[Opening Data in this exercise section]

PR #30, opened 2024-05-24
[Operators] add all, any, sum.dim, amax.dim

GwokHiujin:
1. Added all, any operators to support the definitions in the API documentation.
2. Implemented dim for sum and amax, which can support int or int[] inputs.

### DIFF
--- a/src/flag_gems/ops/vector_norm.py
+++ b/src/flag_gems/ops/vector_norm.py
@@ -137,12 +137,9 @@ def vector_norm(x, ord=2, dim=None, keepdim=False, dtype=None):
     if dim is None:
         dim = list(range(x.ndim))
     shape = list(x.shape)
-    dim = sorted([d % x.ndim for d in dim])
+    dim = [d % x.ndim for d in dim]
     order = [i for i in range(x.ndim) if i not in dim] + dim
-    if order == shape:
-        x = x.contiguous()
-    else:
-        x = x.permute(order).contiguous()
+    x = x.permute(order).contiguous()
     N = 1
     for i in dim:
         N *= shape[i]


src/flag_gems/ops/all.py
```diff
@@ -0,0 +1,154 @@
...
+def all_kernel_dim(
+    inp,
+    out,
+    M,
+    N,
+    BLOCK_M: tl.constexpr,
+    BLOCK_N: tl.constexpr,
+):
+    # Map the program id to the row of inp it should compute.
+    pid = tl.program_id(0) * BLOCK_M + tl.arange(0, BLOCK_M)[:, None]
```
tongxin: The naming is kind of misleading... I think that one would normally consider pid to be a single integer for a block program.

src/flag_gems/ops/all.py
```diff
@@ -0,0 +1,154 @@
...
+    row_mask = pid < M
+
+    _all = tl.full([BLOCK_M, BLOCK_N], value=1, dtype=tl.int1)
+    for off in range(0, N, BLOCK_N):
+        cols = off + tl.arange(0, BLOCK_N)[None, :]
+        col_mask = cols < N
+        mask = row_mask and col_mask
+
+        a = tl.load(inp + cols, mask, other=1.0)
+        _all = _all and (a != 0)
```
tongxin, line 50: Previous tuning experience tells me looping is likely inferior than direct reduction using tl.reduce.

src/flag_gems/ops/all.py
StrongSpoon: this is my fault. "pid" is used improperly in many other operators. I'll fix them later.

src/flag_gems/ops/all.py
StrongSpoon: direct reduction requires BLOCK_N to be the next power of 2 of N, which might be beyond the shared memory bound of some gpu platforms.

src/flag_gems/ops/all.py
```diff
@@ -0,0 +1,155 @@
...
+    BLOCK_SIZE: tl.constexpr,
+):
+    pid = tl.program_id(0)
+    offset = pid * BLOCK_SIZE + tl.arange(0, BLOCK_SIZE)
+    inp_ptrs = inp + offset
+    mask = offset < n_elements
+    inp_val = tl.load(inp_ptrs, mask=mask, other=1.0)
+    all_val = tl.reduce(inp_val != 0, axis=0, combine_fn=reduce_all)
+    mid_ptr = mid + pid
+    mid_mask = pid < mid_size
```
StrongSpoon: mid_mask is useless

StrongSpoon: so does mid_size

src/flag_gems/ops/all.py
GwokHiujin: Yes, I have repeated this error before: in some cases next_power_of_2(N) will exceed the Triton maximum of 2^20.

src/flag_gems/ops/all.py
GwokHiujin: done

src/flag_gems/ops/vector_norm.py
```diff
@@ -137,9 +137,12 @@ def vector_norm(x, ord=2, dim=None, keepdim=False, dtype=None):
...
         dim = list(range(x.ndim))
     shape = list(x.shape)
-    dim = [d % x.ndim for d in dim]
+    dim = sorted([d % x.ndim for d in dim])
     order = [i for i in range(x.ndim) if i not in dim] + dim
-    x = x.permute(order).contiguous()
+    if order == shape:
+        x = x.contiguous()
+    else:
+        x = x.permute(order).contiguous()
```
StrongSpoon: undo this

GwokHiujin: done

[Closing Data in this exercise section]

**What to produce:** Find and copy each line above that includes the string "which".

**Answer space:**
2. Implemented dim for sum and amax, which can support int or int[] inputs.
StrongSpoon: direct reduction requires BLOCK_N to be the next power of 2 of N, which might be beyond the shared memory bound of some gpu platforms.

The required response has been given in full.